How to respectfully quit your job

For most people, there comes a time in life when a job just isn’t working out. Maybe the boss is a jerk, the pay is too low to stomach, or the desire to show up each morning just isn’t there anymore. Whatever the reason, there’s usually a very simple solution to ending the nightmare: quitting.

It’s not easy to leave a job, and it’s even more difficult to do so without burning any bridges. So if you’re wondering how to quit a job the right way, you’ve come to the right place. Here are the key tips on how to quit a job the right way and emerge from the experience relatively unscathed.

1) Decide if you truly want to quit

Step one of how to quit a job is simple: first, determine if you truly want to leave the job. After all, once you say the words “I quit,” there’s no going back. Is that really a leap you want to take? Consider if there are any ways to resolve whatever’s making you want to quit. Is low pay the issue? Ask for a raise. Is another person causing you trouble? Ponder whether it’s worth it to get HR involved. Whatever the reason, just be sure you’re actually ready to quit. If you don’t have another job lined up, quitting is going to mean wading into a crowded job market without a steady income, so be prepared for the worst.

2) Plan your exit strategy

If you’ve made up your mind and determined that the only way forward involves quitting, then be sure to have a plan in place.

First, think about timing. Are there important events coming up at your place of work where your absence will cause an issue? Quitting at an inconvenient time for your employer could cost you a reference down the line, so time it carefully.

Second, prepare to formally terminate your own employment in person. This tip comes from Gary Burnison on behalf of CNBC. He recommends physically meeting with your supervisor to break the news and keeping the event as private as possible. If you work remotely, deliver the message via phone or video call, not email. Also, give a minimum of two weeks’ notice, though a month’s worth is even better in case the company needs time to recruit and train a replacement. Don’t just up and disappear.

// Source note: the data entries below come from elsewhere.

PR #1257, opened 2020-03-05
Issue XWIKI-16341 " 'Add summary' input not aligned with 'Save' buttons "

Usamaahmad751:
**Issue link:** https://jira.xwiki.org/browse/XWIKI-16341
**Issue Description:** The input is aligned with the button ONLY on the 'editor=wiki' mode. If you switch to WYSIWYG, object, class editors, the alignment is lost. There is a 1px difference.

**Before:**
Before

After:
After

**Solution:** 
Input box "Add Summary" was a little bit above the line of actions-buttons. So 1px from the top is added to keep align it with other action buttons.


mflorea:
Thank you for your contribution!

PR #1260, opened 2020-03-05
XWIKI-16342 "Unaligned buttons for class and object editors"

Usamaahmad751:
**Issue:**  XWIKI-16342 Unaligned buttons for class and object editors
**Issue link:**  https://jira.xwiki.org/browse/XWIKI-16342

**Before:** 

selectClass

addToClass

**After:**

After-Object

After-Class

### DIFF
--- a/xwiki-platform-core/xwiki-platform-web/src/main/webapp/resources/js/xwiki/editors/dataeditors.css
+++ b/xwiki-platform-core/xwiki-platform-web/src/main/webapp/resources/js/xwiki/editors/dataeditors.css
@@ -323,7 +323,10 @@ div#xwikiobjects input[type="radio"], div#xwikiclassproperties input[type="radio
   text-decoration: underline;
   background-color: $theme.highlightColor;
 }
-
+#add_xobject .buttonwrapper, #add_xproperty .buttonwrapper{
+  position: relative;
+  top: -2px;
+}
 #switch-xclass {
   text-align: right;
   margin: 4px 0 -16px;
--- a/xwiki-platform-core/xwiki-platform-web/src/main/webapp/resources/js/xwiki/editors/dataeditors.css
+++ b/xwiki-platform-core/xwiki-platform-web/src/main/webapp/resources/js/xwiki/editors/dataeditors.css
@@ -337,6 +337,7 @@ div#xwikiobjects input[type="radio"], div#xwikiclassproperties input[type="radio
 .suggest-classes.selectize-control {
   /* Display on the same line as the Add button */
   display: inline-block;
+  /* Align with the Add button */
   vertical-align: middle;
 }
 .suggest-classes > .selectize-dropdown > .selectize-dropdown-content,
--- a/xwiki-platform-core/xwiki-platform-web/src/main/webapp/resources/js/xwiki/editors/dataeditors.css
+++ b/xwiki-platform-core/xwiki-platform-web/src/main/webapp/resources/js/xwiki/editors/dataeditors.css
@@ -324,22 +324,22 @@ div#xwikiobjects input[type="radio"], div#xwikiclassproperties input[type="radio
   background-color: $theme.highlightColor;
 }
 #add_xobject .buttonwrapper, #add_xproperty .buttonwrapper{
-  position: relative;
-  top: -2px;
+  vertical-align:top;
+}
+#add_xobject .buttonwrapper input , #add_xproperty .buttonwrapper input {
+    vertical-align: top;
+    margin: 0px;
 }
 #switch-xclass {
   text-align: right;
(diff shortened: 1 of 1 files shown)


xwiki-platform-core/xwiki-platform-web/src/main/webapp/resources/js/xwiki/editors/dataeditors.css
```diff
@@ -323,7 +323,10 @@ div#xwikiobjects input[type="radio"], div#xwikiclassproperties input[type="radio
   text-decoration: underline;
   background-color: $theme.highlightColor;
 }
-
+#add_xobject .buttonwrapper, #add_xproperty .buttonwrapper{
+  position: relative;
+  top: -2px;
```
mflorea: This feels like a hack. Why ``-2`` and not ``-3``. Did you test on all [supported browsers](https://dev.xwiki.org/xwiki/bin/view/Community/SupportStrategy/BrowserSupportStrategy)? It needs at least a comment explaining how you ended up with this value (and the reason can't be "because it works"). You couldn't fix this with ``vertical-align``?

Usamaahmad751: Yes, that can also be fixed using` vertical-align: top`  for the 'Add' button. If this seems to be a better solution I will make the changes.

mflorea: Using ``vertical-align`` is better than using magic numbers.

Usamaahmad751: I have tested them on Chrome, Edge, and Firefox and it workes perfectly. 
**Result:** 
Result

**Inspect:** 

Edge-inspect

xwiki-platform-core/xwiki-platform-web/src/main/webapp/resources/js/xwiki/editors/dataeditors.css
```diff
@@ -323,20 +323,21 @@ div#xwikiobjects input[type="radio"], div#xwikiclassproperties input[type="radio
   text-decoration: underline;
   background-color: $theme.highlightColor;
 }
-
+#add_xobject .buttonwrapper input , #add_xproperty .buttonwrapper input {
```
mflorea: The best practice is to put each selector on a separate line. The comma ``,`` is hard t spot and you can easily be mislead that it's a single long selector.

xwiki-platform-core/xwiki-platform-web/src/main/webapp/resources/js/xwiki/editors/dataeditors.css
```diff
@@ -323,20 +323,21 @@ div#xwikiobjects input[type="radio"], div#xwikiclassproperties input[type="radio
...
+    vertical-align: top;
+    margin: 0px;
```
mflorea: Why not use 2 spaces to indent, like the rest of the CSS code in this file? :) Also, when the value is ``0`` the unit doesn't matter so it can be omitted.

Usamaahmad751: The 'Add' button is given `margin: 2px 0px` on the top of this CSS file. So I prefer to make it zero rather than changing from the top. I thought to omit the `margin: 2px` may affect other components :). But let me make this cleaner.

xwiki-platform-core/xwiki-platform-web/src/main/webapp/resources/js/xwiki/editors/dataeditors.css
```diff
@@ -323,20 +323,24 @@ div#xwikiobjects input[type="radio"], div#xwikiclassproperties input[type="radio
...
   background-color: $theme.highlightColor;
 }
-
+#add_xobject .buttonwrapper input {  
+  vertical-align: top;
+}
+#add_xproperty .buttonwrapper input {
+  vertical-align: top;
+  margin: 0px;
+}
```
mflorea: When I said to put the CSS selectors on separate lines I didn't meant to duplicate the styles. I simply wanted you to format the CSS code so that it's easier to read. And again, the unit is not important when the value is ``0`` so it should be omitted.

Usamaahmad751: Oh! Got it. Thanks

mflorea:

Third, and this one’s a big one, have your next step charted out. Have you been applying to jobs, scoring interviews, and lining up your next position? If not, do you have a solid reason besides “I couldn’t get hired by anyone”? It never hurts to have already signed on the dotted line with another company if you can’t stand your current job any longer. Otherwise, if another job is not in your immediate future, figure out how you’re going to keep food on the table and how you want to spend your upcoming vacation.

3) Exit with determination and adaptability

When you go in to resign, be polite, professional, and decisive. Don’t come off as wishy-washy and draw the exchange out longer than it needs to be. Just tell your boss what’s up as matter-of-factly as possible and, if applicable, pepper in some positive talk about how you’ve enjoyed your time at said company. If you have nothing positive to say, say nothing, unless your field is vast and you estimate the immediate catharsis of speaking your mind will outweigh the risk of possibly sullying your name for the rest of your career.

If you liked your job and it shows in your letter of resignation, don’t rule out the possibility that your supervisor may try to win you over before it’s too late. Depending on why you’re looking to quit, you might receive an offer of increased compensation or some other incentive to stick around. So if you like the company and some perks could win you back over, be flexible and consider hearing out any proposals.

4) Leave feedback

This tip comes courtesy of Indeed, the online job board that knows a thing or two about getting, keeping, losing, and leaving jobs. Indeed recommends preparing yourself for an exit interview or personally reaching out to HR to coordinate one if they don’t initiate first. This can provide you with an opportunity to point the finger at a disruptive coworker on your way out (though doing this may have unforeseen negative consequences), or can offer you a chance to genuinely assist your former company with helpful feedback on how it can improve.

Though giving reasons and advice during an exit interview may be nice of you, remember most people, and by extension companies, can be very touchy about being called out on their flaws and weaknesses. Only go this route if you sense it won’t hurt any relationships. As Jack Kelly put it when discussing exit interviews in a piece he wrote for Forbes, “The goal is to leave on friendly terms and avoid any potential traps that could lead to burning bridges.”

5) Serve your last weeks with passion

Once you’ve decided on how to quit, have made the announcement to your supervisor and readied yourself for whatever job or vacation lies beyond, be ready to serve those final two weeks (you did give at least two weeks’ notice, right?) like a champ. If you’re already on good terms with your boss and coworkers, now’s the time to memorialize yourself as the gold standard. And even if not everyone thinks highly of you at the job, do your best and be on your best behavior so that, should the day come you need a reference from someone there, their last recollections of you will be at least somewhat positive. Basically, play nice and don’t burn the house down on your way out.

How to quit a job the right way, in short

The steps for how to quit a job the right way are simple. Line up your next move well in advance, commit to an exit plan, be professional and do the demission deed in-person (if possible), serve your last weeks with gusto, then set sail for the high seas. But though this process can be straightforward, it’s rarely ever easy. So prepare for snafus, twists, and turns on the road to resignation. Trust your gut above all else when quitting, and whatever you decide to do, be sure to have no regrets about it. After all, quitting is usually voluntary, so have conviction in your choice.